Concepts like "blue" and "green" are abstract. The word 青 covers a different
part of the spectrum than the word "blue".

People get hung up on "what's the Japanese word that means X", but often there
is no word that means X. There is no distinct concept for X in Japanese. And
this goes far beyond color names.

European languages largely share a common cultural heritage and concepts tend
to map between them relatively easily, but many cultures aren't like that.

The Japanese stoplight colors are just the tip of a very, very deep iceberg.

------
tokyokawasemi
Take a picture of a traffic light, color-picker out the green and print it
solid on a large sheet. Ask Japanese friends what color it is, they'll all say
green.

(Disclaimer: I once did this.
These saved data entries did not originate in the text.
PR #522, opened 2024-12-15
Change Virtium SSD which doesn't support SmartCMD, to use only smartctl

noaOrMlnx:
#### Description

Add support for Virtium SSD which can't use SmartCMD - to use only smartctl (using generic ssd info parser).

#### Motivation and Context

There are Virtium SSDs which can't receive SSD info from 'SmartCMD', and must use 'smartctl' command. 
For those SSDs, after calling the generic ssd parser, the function is finished and the specific vendor parser won't be called. 

I tested it manually with a special Virtium SSD which doesn't support SmartCMD

output after the change:
root@sonic:/home/admin# show platform ssdhealth 
Disk Type    : NVME
Device Model : Virtium VTPM24CEXI080-BM110006
Health       : 100.0%
Temperature  : 52.0C

output before the change:
root@sonic:/home/admin# show platform ssdhealth 
[Error] Cannot read SMART information on device /dev/nvme0n1
Disk Type    : NVME
Device Model : Virtium VTPM24CEXI080-BM110006
Health       : N/A
Temperature  : 51.0C

### DIFF
--- a/sonic_platform_base/sonic_storage/ssd.py
+++ b/sonic_platform_base/sonic_storage/ssd.py
@@ -84,7 +84,6 @@ class SsdUtil(StorageCommon):
             "M.2"               : { "utility" : INNODISK, "parser" : self.parse_innodisk_info },
             "StorFly"           : { "utility" : VIRTIUM,  "parser" : self.parse_virtium_info },
             "Virtium"           : { "utility" : VIRTIUM,  "parser" : self.parse_virtium_info },
-            "SpecialVirtium"    : { "utility" : SMARTCTL,  "parser" : self.parse_generic_ssd_info },
             "Swissbit"          : { "utility" : SMARTCTL, "parser" : self.parse_swissbit_info },
             "Micron"            : { "utility" : SMARTCTL, "parser" : self.parse_micron_info },
             "Intel"             : { "utility" : SMARTCTL, "parser" : self.parse_intel_info },
@@ -104,10 +103,12 @@ class SsdUtil(StorageCommon):
 
         # Known vendor part
         if self.model:
+            # For some Virtium SSDs, parse_generic_ssd_info should be called.
+            # Since it was called above, no need to parse a specific vendor SSD info.
             if self.model in ['Virtium VTPM24CEXI080-BM110006']:
-                vendor = 'SpecialVirtium'
-            else:
-                vendor = self._parse_vendor()
+                return
+
+            vendor = self._parse_vendor()
             if vendor:
                 try:
                     self.fetch_vendor_ssd_info(diskdev, vendor)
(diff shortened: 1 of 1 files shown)


noaOrMlnx:
@wangxin A kind reminder, can you please handle the failure which is caused by moving from Bullseye to Bookworm? 
Thanks

keboliu (dismissed):

noaOrMlnx:
@prgeor can you please take a look?

sonic_platform_base/sonic_storage/ssd.py
```diff
@@ -103,7 +104,10 @@ def fetch_parse_info(self, diskdev):
 
         # Known vendor part
         if self.model:
-            vendor = self._parse_vendor()
+            if self.model in ['Virtium VTPM24CEXI080-BM110006']:
+                vendor = 'SpecialVirtium'
```
assrinivasan, line 108: Hi @noaOrMlnx - suggestion: since we are already using smartctl in the fetch generic SSD info function, we can simply return if the vendor is this special virtium model. That way, the already fetched and parsed info will not be overwritten.

assrinivasan (changes requested):

sonic_platform_base/sonic_storage/ssd.py
noaOrMlnx: Hi @assrinivasan, I am not sure what do you mean - the vendor is not special virtium, but virtium. 
Special Virtium "vendor" is made for the Virtium SSD which doesn't support the use of SmartCMD. 
So if we are using an SSD which doesn't support SmartCMD, it will be part of the "SpecialVirtium" list and will use smartctl instead.

assrinivasan: Hi @noaOrMlnx - if you look at line 102, we are first calling generic parser for all types of storage devices. The generic parser already uses smartctl.

So my point here is that there is no need for a separate 'SpecialVirtium' that uses smartctl again. If you determine that the model of this SSD is the one you mention in line 107, instead of setting vendor = SpecialVirtium you can simply return from this function and avoid re-parsing data using smartctl.

noaOrMlnx: @assrinivasan all comments were addressed, and PR description has changed accordingly. 
Thanks

keboliu (approved):

assrinivasan (approved):

assrinivasan:
@noaOrMlnx could you also fix output before/after change to have uniform output format? One has `disk type` whereas other does not.

assrinivasan (approved):

noaOrMlnx:
> @noaOrMlnx could you also fix output before/after change in the PR description to have uniform output format? One has `disk type` whereas other does not.

@assrinivasan Done

noaOrMlnx:
@bingwang-ms can you please help to check that?

noaOrMlnx:
@bingwang-ms @prgeor kind reminder. can you please help to merge?

liat-grozovik (approved):

PR #527, opened 2025-01-03
Create is_transceiver_vdm_supported API for CMIS transceivers

mihirpat1:
#### Description

is_transceiver_vdm_supported API needs to be created so that xcvrd can directly skip freezing/unfreezing of VDM stats (done to read VDM and PM data from the transceiver) for transceivers which do not support VDM feature.

#### Motivation and Context

XCVRD will call `is_transceiver_vdm_supported` API before performing freeze of VDM stats.

Following types of modules were tested with this changeset
1. CMIS module supporting VDM - ensured is_transceiver_vdm_supported returns True
2. SFF-8472 module - ensured is_transceiver_vdm_supported returns False

MSFT ADO - 30657693

### DIFF
--- a/sonic_platform_base/sonic_xcvr/sfp_optoe_base.py
+++ b/sonic_platform_base/sonic_xcvr/sfp_optoe_base.py
@@ -55,6 +55,10 @@ class SfpOptoeBase(SfpBase):
         api = self.get_xcvr_api()
         return api.is_coherent_module() if api is not None else None
 
+    def is_transceiver_vdm_supported(self):
+        api = self.get_xcvr_api()
+        return api.is_transceiver_vdm_supported() if api is not None else None
+
     def get_transceiver_vdm_real_value(self):
         """
         Retrieves VDM real (sample) values for this xcvr (applicable for CMIS and C-CMIS)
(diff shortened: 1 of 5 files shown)


sonic_platform_base/sonic_xcvr/sfp_optoe_base.py
```diff
@@ -55,6 +55,10 @@ def is_coherent_module(self):
         api = self.get_xcvr_api()
         return api.is_coherent_module() if api is not None else None
 
+    def is_transceiver_vdm_supported(self):
+        api = self.get_xcvr_api()
+        return api.is_transceiver_vdm_supported() if api is not None else None
```
prgeor, line 60: return False on falure? @mihirpat1

mihirpat1: @prgeor I am currently returning None because the caller (`xcvrd` in this case) treats None as False and will not perform VDM-related operations. This approach ensures that the current behavior remains unchanged. Additionally, if in the future the caller needs to differentiate between False (explicitly not supported) and None (indeterminate or error state), the current implementation will allow for this distinction without requiring changes to the existing implementation.

prgeor (approved):

prgeor:
@mihirpat1 we need in 202412 branch

mihirpat1:
@kperumalbfn Can you please help to cherry-pick this to 202411 branch?
@r12f Can you please help to cherry-pick this to 202412 branch?

MSFT ADO - 30657693

PR #546, opened 2025-02-21
Set the eeprom cache permissions to 755

PJHsieh:
#### Description

The issue arises because, after a system reboot, the permissions of /var/cache/sonic/decode-syseeprom/ or its file /var/cache/sonic/decode-syseeprom/syseeprom_cache may be incorrectly set. This misconfiguration can cause the Platform API to require root privileges for access.

This problem has been observed in various platforms, such as the AS7326_56X, where running show platform syseeprom results in errors due to permission issues.

#### Motivation and Context

To address this, it's essential to ensure that the cache directory and its files have the correct permissions set upon system startup. Implementing a fix that adjusts these permissions appropriately can prevent the Platform API from requiring root privileges, thereby resolving the issue.

Reboot and use admin account to run show platform syseeprom.


PJHsieh:
@prgeor , please review this PR, thanks.

PR #122, opened 2017-11-25
[11.0][MIG] l10n_nl_tax_invoice_basis

astirpe:
Port of l10n_nl_tax_invoice_basis to v11


astirpe:
Oops!
Sorry Runbot:

```
createdb: database creation failed: ERROR:  could not write to file "base/24484/12007": No space left on device
```

l10n_nl_tax_invoice_basis/models/account_tax.py
```diff
@@ -0,0 +1,57 @@
...
+                res = self._get_invoice_basis_domain(domain_params)
+        return res
+
+    def _get_invoice_basis_domain(self, domain_params):
+        tax_date_domain = self._get_tax_date_domain(domain_params)
+        date_domain = self._get_accounting_date_domain(domain_params)
+        return [
+            ('company_id', '=', domain_params['company_id']),
+            '|',
+        ] + tax_date_domain + date_domain
```
hbrunn, line 41: I like using `expression.AND` / `expression.OR` in such cases, but I won't block on this

l10n_nl_tax_invoice_basis/models/account_tax.py
```diff
@@ -0,0 +1,57 @@
...
+class AccountTax(models.Model):
+    _inherit = 'account.tax'
+
+    def get_move_line_partial_domain(self, from_date, to_date, company_id):
+        res = super(AccountTax, self).get_move_line_partial_domain(
+            from_date,
+            to_date,
+            company_id
+        )
+        if not self._context.get('skip_invoice_basis_domain'):
```
hbrunn: shouldn't you check here if your flag on the company is set too?

hbrunn: and for stopping condition, I always recommend

```
if $stopping_condition:
    return $result
```

because then you save a level of indentation, and it's clearer what's going on imho

hbrunn (changes requested):

l10n_nl_tax_invoice_basis/models/account_tax.py
hbrunn: so https://github.com/OCA/l10n-netherlands/pull/122#discussion_r156057093 is my only real request for change, the rest take or leave as you prefer

astirpe: With latest commit I just return if the stopping_condition is true.

The idea to keep two separate checks, one for the 'skip_invoice_basis_domain' in the context and the other for the country, is that:
if 'skip_invoice_basis_domain' is defined in the context, I skip the next check: the browse of the company and the subsequent check on its country. The intention is to save a prefetch call by the ORM, in case the context already triggered the stop condition.

melroy89 (approved):

melroy89:
@pedrobaeza Please merge.

pedrobaeza:
Sorry, but this is as localization repository and I shouldn't do that task as general community coordinator, being very country specific and not being able to have an opinion on this. There are several PSC members that can do that if appropriated.

l10n_nl_tax_invoice_basis/models/account_tax.py
melroy89: @astirpe Should we merge it or do you want to change the line with the remark?

astirpe: I would prefer to keep this part of code as it is.

hbrunn:
@astirpe can you fix the conflict? then i'll merge

hbrunn (approved):

hbrunn:
PS: while being at it, please squash your v11 commits

astirpe:
@hbrunn I probably made a mistake: I used the Github interface to resolve the conflicts and now I got a merge with branch 11.0. This causes a lot of unwanted commits in my commits history, see https://github.com/onesteinbv/l10n-netherlands/commits/11_mig_l10n_nl_tax_invoice_basis. Is there a way to revert the merge?

hbrunn:
hmmm, I never really used github's edit functions, save for some typos. What I'd do is to squash the commits locally and force push

astirpe:
It seems it's ok now, may I ask you to double check?

melroy89:
LGTM, lets merge it?

Issue #125, opened 2017-12-01
 l10n_nl_tax_statement -  4a & 4b turnover negative


CasVissers-360ERP:
Hi,

When creating a tax statement the turnover in 4a & 4b are shown as a negative amount. I think this should be positive, surely because the tax in 4a&4b is shown as a positive number.

Cas

yung-wang:
Made a test in V10 with and agree. It is best to make the turnover amount positive. Can we make the display of the turnover amount into an absolute?

astirpe:
Sure, I will fix it next week. Thank you!

astirpe:
5a is the sum of 1a through 4b.
Is the actual calculation of 5a correct?

In case I display a positive amount of 4a and 4b, shall I also change the calculation of 5a?

CasVissers-360ERP:
The calculation of 5a is correct. Its just the case of displaying the amounts as positive.

astirpe:
@CasVissers can you check the PR #127 ?

CasVissers-360ERP:
@astirpe 
Looks good thus far. 
One thing I missed in my ticket was 2a, this fix should apply to 2a as well.

astirpe:
@CasVissers shouln't be applied for all the values, then? From 1a to 4b, if the omzet has a different sign than btw, invert the omzet sign. What do you think?

CasVissers-360ERP:
@astirpe 
You are right, I agree that's the best solution.

astirpe:
Done, can you check?

CasVissers-360ERP:
Done, issue closed.

PR #127, opened 2017-12-04
[10.0][FIX] Omzet 4a-4b: check and invert the sign

astirpe:
Fixes https://github.com/OCA/l10n-netherlands/issues/125


yung-wang (approved):
I checked with a few invoices. The amount is now shown as a positive. I approve it.

CasVissers-360ERP (approved):
Tested and approved.

PR #128, opened 2017-12-11
[10.0] l10n_nl_partner_name improvements

hbrunn:
this started with wanting to have the form look like

screenshot_20171211_124726

the rest are fixes I came across on the way. I'm of a mind to propose a similar patch for `partner_firstname`, but that's slightly more tricky because there, we've got to cope with different name orders.

Another thing I've in mind (but nobody paying for it) is to make infix and prefix configurable, possibly on group level. Then users can decide if the want to use only infixes, only prefixes or both. The forms then can be adapted with appropriate group specific views

depends on https://github.com/OCA/server-tools/pull/1090


hbrunn:
PS: Contrary to the screenshot, I swapped first name and initials after talking to my colleagues

NL66278:
schermafdruk van 2018-01-27 00-06-01

Maybe it is our particular installation (and we should definitely move the gender field). Still we get all the name fields except firstname very small and confined to less then half of the screen.

hbrunn:
@NL66278 looks like there's still a [button box](https://github.com/OCA/OCB/blob/10.0/addons/web/static/src/less/form_view_layout_extra.less#L48) or an [oe_left or oe_right](https://github.com/OCA/OCB/blob/10.0/addons/web/static/src/less/form_view_layout.less#L10) active on your form

lfreeke:
@hbrunn The initials and infix field are very small. You hardly can see what you type. Should we add some more width to the fields?

NL66278:
@hbrunn Could you please rebase this one? We have a merge conflict now.

hbrunn:
@NL66278 done. Please add your formal review so that we're a step closer to merge this in order to avoid similar problems in the future.
I assumed a 'normal' initial and infix to be usually two characters wide, what would be better values in order to fix @lfreeke's comment?

RoelAdriaans:
Maybe bump the version, because this pull requests changes views, that can break inherited views?

NL66278 (approved):
:+1:  Code review and test

NL66278:
@StefanRijnhart This no longer needs fixing (has been done), but I cannot remove the label.

CasVissers-360ERP:
@StefanRijnhart LGTM

Only possible improvement can be to increase infix to 7 characters (van der)

CasVissers-360ERP (approved):
Functional test (in v11)

StefanRijnhart (approved):

CasVissers-360ERP:
@hbrunn Only possible improvement can be to increase infix to 7 characters (van der) 
Can you decide on this?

Also, I might need some hobbies)

------
jaclaz
OT, but not much, if you google for "petrol blue" you will find a lot of
colours that many people would call "green" and if you look for "petrol green"
you will find a lot of colours that many people would call "blue".

We used to have a car of the exact shade of green (or blue) that people called
alternatively green or blue, often only because of different lighting.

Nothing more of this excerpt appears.